■ MATERIALS PROVIDED ■

PR #3143, opened 2023-11-23
Search and return codes

mdouze:
This PR adds a functionality where an IVF index can be searched and the corresponding codes be returned. It also adds a few functions to compress int arrays into a bit-compact representation.

### DIFF
--- a/benchs/bench_all_ivf/bench_all_ivf.py
+++ b/benchs/bench_all_ivf/bench_all_ivf.py
@@ -7,6 +7,7 @@ import argparse
 import os
 import sys
 import time
+import json
 
 import faiss
 import numpy as np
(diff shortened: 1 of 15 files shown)


alexanderguzhva:
can `search_and_return_codes()` be merged with the regular `search(..., uint8_t* return_codes = nullptr)` by just doing some check that the codes will get populated if `return_codes` is not `nullptr`?

mdouze:
> can `search_and_return_codes()` be merged with the regular `search(..., uint8_t* return_codes = nullptr)` by just doing some check that the codes will get populated if `return_codes` is not `nullptr`?

Could be, but (1) the default IVF search code is already very complicated and (2) we'll have to call it with store_pairs=True anyways because you can't enqueue the codes in the heap.

PR #3146, opened 2023-11-27
Fix potential buffer overflow

baderouaich:
Size of pointer `sub_x` used instead of size of its data. This is likely to lead to a buffer overflow if the user is not lucky enough to be in a x32 bit machine where `sizeof(float*) == sizeof(float)`.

■ PROBLEM TO WORK ON ■
Without adding anything, say how many lines in the listing above include the string "some".

■ SOLUTION FOR THIS PROBLEM ■
2